> DATASET ENTRIES:
::::::
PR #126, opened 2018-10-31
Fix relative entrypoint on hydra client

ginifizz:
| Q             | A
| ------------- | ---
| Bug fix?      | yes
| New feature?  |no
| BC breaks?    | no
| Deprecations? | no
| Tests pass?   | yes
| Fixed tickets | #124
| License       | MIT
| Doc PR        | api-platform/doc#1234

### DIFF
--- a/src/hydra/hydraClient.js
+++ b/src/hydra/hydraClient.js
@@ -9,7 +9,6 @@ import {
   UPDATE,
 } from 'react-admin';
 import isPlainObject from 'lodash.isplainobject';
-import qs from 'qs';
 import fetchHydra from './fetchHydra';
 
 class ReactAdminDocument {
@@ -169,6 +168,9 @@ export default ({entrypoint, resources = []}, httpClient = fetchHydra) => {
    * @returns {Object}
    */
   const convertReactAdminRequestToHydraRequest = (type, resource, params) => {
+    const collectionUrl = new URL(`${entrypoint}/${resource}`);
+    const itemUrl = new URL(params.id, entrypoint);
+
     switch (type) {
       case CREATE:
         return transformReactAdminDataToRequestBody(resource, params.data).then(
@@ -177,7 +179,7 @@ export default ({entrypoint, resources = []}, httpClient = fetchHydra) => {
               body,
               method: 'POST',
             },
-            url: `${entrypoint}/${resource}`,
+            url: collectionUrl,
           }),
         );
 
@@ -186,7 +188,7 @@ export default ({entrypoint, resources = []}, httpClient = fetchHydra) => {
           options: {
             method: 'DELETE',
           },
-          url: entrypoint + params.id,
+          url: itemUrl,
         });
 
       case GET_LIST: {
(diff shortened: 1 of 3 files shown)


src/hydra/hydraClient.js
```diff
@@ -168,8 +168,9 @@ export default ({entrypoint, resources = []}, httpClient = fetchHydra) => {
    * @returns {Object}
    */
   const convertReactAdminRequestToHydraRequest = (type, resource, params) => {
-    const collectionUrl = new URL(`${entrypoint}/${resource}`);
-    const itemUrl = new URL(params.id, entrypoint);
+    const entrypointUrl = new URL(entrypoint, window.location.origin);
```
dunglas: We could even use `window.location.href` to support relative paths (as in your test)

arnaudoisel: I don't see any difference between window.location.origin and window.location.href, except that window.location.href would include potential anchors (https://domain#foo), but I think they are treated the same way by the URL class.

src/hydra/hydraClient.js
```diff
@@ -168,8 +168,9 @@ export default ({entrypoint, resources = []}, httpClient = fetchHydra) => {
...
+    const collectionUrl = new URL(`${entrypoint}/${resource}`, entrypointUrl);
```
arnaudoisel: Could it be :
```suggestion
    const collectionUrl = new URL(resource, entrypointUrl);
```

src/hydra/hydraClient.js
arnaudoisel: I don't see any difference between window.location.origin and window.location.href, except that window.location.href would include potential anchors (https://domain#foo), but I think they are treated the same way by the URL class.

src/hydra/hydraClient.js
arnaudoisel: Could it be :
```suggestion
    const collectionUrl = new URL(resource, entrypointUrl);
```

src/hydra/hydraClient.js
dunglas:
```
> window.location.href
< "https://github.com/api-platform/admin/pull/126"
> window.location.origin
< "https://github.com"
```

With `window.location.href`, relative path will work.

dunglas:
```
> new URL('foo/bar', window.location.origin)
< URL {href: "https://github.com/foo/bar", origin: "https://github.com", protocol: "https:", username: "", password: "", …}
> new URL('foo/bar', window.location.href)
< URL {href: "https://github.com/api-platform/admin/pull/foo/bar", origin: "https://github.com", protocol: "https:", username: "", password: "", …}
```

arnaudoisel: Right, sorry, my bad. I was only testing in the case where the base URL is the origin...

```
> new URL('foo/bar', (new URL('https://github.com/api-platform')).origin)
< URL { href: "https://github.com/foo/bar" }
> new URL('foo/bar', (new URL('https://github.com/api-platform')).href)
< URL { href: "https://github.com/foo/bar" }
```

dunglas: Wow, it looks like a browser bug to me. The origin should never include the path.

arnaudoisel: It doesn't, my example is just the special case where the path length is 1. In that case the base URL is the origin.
::::::
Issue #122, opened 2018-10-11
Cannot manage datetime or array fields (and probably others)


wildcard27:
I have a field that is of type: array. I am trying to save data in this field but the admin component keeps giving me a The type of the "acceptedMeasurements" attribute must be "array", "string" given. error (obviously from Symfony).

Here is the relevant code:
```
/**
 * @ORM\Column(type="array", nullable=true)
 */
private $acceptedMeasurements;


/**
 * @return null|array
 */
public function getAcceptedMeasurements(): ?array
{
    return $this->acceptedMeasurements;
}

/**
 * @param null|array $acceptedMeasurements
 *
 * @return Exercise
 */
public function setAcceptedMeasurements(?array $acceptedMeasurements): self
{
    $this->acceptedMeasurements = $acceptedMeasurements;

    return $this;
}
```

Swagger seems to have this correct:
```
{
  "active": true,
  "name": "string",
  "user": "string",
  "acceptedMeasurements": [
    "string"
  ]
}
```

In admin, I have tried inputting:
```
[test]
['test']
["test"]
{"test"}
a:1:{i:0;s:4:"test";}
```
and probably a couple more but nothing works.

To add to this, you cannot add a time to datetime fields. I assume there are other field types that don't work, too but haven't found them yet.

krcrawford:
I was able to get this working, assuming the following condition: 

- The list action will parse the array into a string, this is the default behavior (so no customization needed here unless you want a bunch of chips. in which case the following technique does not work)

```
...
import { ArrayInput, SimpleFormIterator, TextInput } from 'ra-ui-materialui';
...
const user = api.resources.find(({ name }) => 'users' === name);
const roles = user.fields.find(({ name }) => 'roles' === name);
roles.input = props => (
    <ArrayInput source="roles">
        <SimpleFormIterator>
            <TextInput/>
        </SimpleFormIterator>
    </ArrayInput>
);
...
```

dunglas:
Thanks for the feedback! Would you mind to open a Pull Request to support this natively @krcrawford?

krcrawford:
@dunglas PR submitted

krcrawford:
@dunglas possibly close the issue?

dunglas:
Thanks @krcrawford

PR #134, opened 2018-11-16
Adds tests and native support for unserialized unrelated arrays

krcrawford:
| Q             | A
::::::
Look through the material for "where". Copy each line that has it.

arnaudoisel: Right, sorry, my bad. I was only testing in the case where the base URL is the origin...
arnaudoisel: It doesn't, my example is just the special case where the path length is 1. In that case the base URL is the origin.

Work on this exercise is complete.